The United States Department of Justice’s (DOJ) U.S. Attorney’s Office for the Northern District of Texas recently announced the sentencing of a nurse practitioner (NP). The feds had accused the NP, who practiced in Texas, of engaging in a scheme to defraud Medicare and private insurance providers. According to the prosecution, the NP used the provider numbers of six doctors to file false claims with insurance providers.
The feds state the claims were for services never provided and that the NP used a complicated network of wire transfers in an attempt to remove the money from its original source.
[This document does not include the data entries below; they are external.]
PR #11910, opened 2026-02-25
python-sdk-dev: split tests by py version and type

eunomie:
Introduce a specific object type exposing `unit` and `slow` check function executing tests.
Instead of relying on the python version matrix and handling the parallelism when calling the tests, use the built-in `check` behaviour. All the check functions will be run in parallel.

This change gives more visibility and more control to the developer to run python sdk tests.

Previously only one single check was available regarding those tests:

    $ dagger check -l
    ...
    python-sdk:test
    ...

By using `dagger check` it's only possible to run all the tests against all the different python versions. But when iterating on a python feature it could be better to simply run against one specific version, and only the unit tests for instance.

This is doable by switching to `dagger call`:

    $ dagger call python-sdk test-suite --version 3.14 unit

But it's sad we have to use two different types of calling dagger functions to do that.

A new function, named `python-PYTHON_VERSION` returns a new instance of the `TestForPythonVersion` object with the PYTHON_VERSION. This object contains the two checks.
One function is created for each python version of the test matrix. The check list become:

    $ dagger check -l
    ...
    python-sdk:python-310:slow            Run python slow tests
    python-sdk:python-310:unit            Run python unit tests
    python-sdk:python-311:slow            Run python slow tests
    python-sdk:python-311:unit            Run python unit tests
    python-sdk:python-312:slow            Run python slow tests
    python-sdk:python-312:unit            Run python unit tests
    python-sdk:python-313:slow            Run python slow tests
    python-sdk:python-313:unit            Run python unit tests
    python-sdk:python-314:slow            Run python slow tests
    python-sdk:python-314:unit            Run python unit tests
    ...

When `dagger check` will be run, all the tests will run, as expected. But we can now benefit from the path matching to do more things, and keeping a call to check:

For instance, to run unit tests against python 3.14 just use the check path

    $ dagger check python-sdk:python-314:unit

To run unit tests against all python versions

    $ dagger check python-sdk:**:unit

To run all tests for a specific python version

    $ dagger check python-sdk:python-314

To run all tests against all python versions

    $ dagger check python-sdk:python-*

This gives more control, more granularity and a more explicit way to run python tests.

### DIFF
--- a/toolchains/python-sdk-dev/main.go
+++ b/toolchains/python-sdk-dev/main.go
@@ -5,11 +5,10 @@ import (
 	"context"
 	_ "embed"
 	"fmt"
+	"runtime"
 	"strings"
 
 	"dagger/python-sdk-dev/internal/dagger"
-
-	"github.com/dagger/dagger/util/parallel"
 )
 
 // A toolchain to develop the Dagger Python SDK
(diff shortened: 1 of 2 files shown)


TomChv (commented):
LGTM, looks nice to more checks in the CI.

Note that this should be refactor once we support dynamic checks

TomChv (approved):

PR #24, opened 2017-05-23
examples

frairon:


examples/2-clicks/README.md
```diff
@@ -0,0 +1,203 @@
...
+
+Note that errors returned by the codec lead to a shutdown of the
+processor/view/emitter using it immediately. We chose that fail-early-approach since data corruption would occur if,
+for example, a processor accidentally reads and writes using a wrong codec and mixes different codecs in the group table.
+If you need to tolerate codec-errors, you'll have to handle them inside the codec and make sure it returns a `nil`-error.
+
+### Partitioning and Concurrency
+
+Messages are partitioned in Kafka using the message key. Messages within each partition are processed sequentially,
+but in parallel for all partitions. That means for our case, different users can be modified
```
SamiHiltunen: This sounds a bit wonky, maybe something like ```Messages are processed sequentially inside a given partition but concurrently between separate partitions.```

examples/2-clicks/README.md
```diff
@@ -0,0 +1,203 @@
...
+in parallel. A single user however is always modified sequentially, because all messages for that user are assigned
```
SamiHiltunen: parallel -> concurrently

examples/2-clicks/README.md
```diff
@@ -0,0 +1,203 @@
...
+to the same partition which runs sequentially.
```
SamiHiltunen: Perhaps we should add a small explanation here as to why the messages for the user are assigned to the same partition, ie. ``` Since we are using the user id as the message's key...```

frairon: done

examples/2-clicks/README.md
frairon: done

examples/2-clicks/README.md
frairon: done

The DOJ states the NP was responsible for over $55 million in fraudulent claims.
In addition to the claims and wire transfers, the government also says the NP and his staff attempted to put together fraudulent medical records to support the claims and defend against the government’s allegations of healthcare fraud. The U.S. Attorney’s Office then used this evidence to build a case against the NP and pushed the court for an aggressive sentence. The NP ultimately chose to plead guilty to conspiracy to commit wire fraud. The court sentenced him to 20 years of federal imprisonment and ordered him to repay over $52 million.
Special Agent in Charge of the United States Department of Health and Human Services Office of the Inspector General in charge of the investigation stated the harsh sentence should serve as a warning to other healthcare professionals. The feds, she stated, will do “everything possible to root out all forms of waste, fraud and abuse” in healthcare. As a result, medical professionals are wise to take all allegations of healthcare fraud very seriously. Prepare a defense even against those that may seem frivolous or fabricated. Federal enforcement efforts within this sector are unlikely to ease in coming years.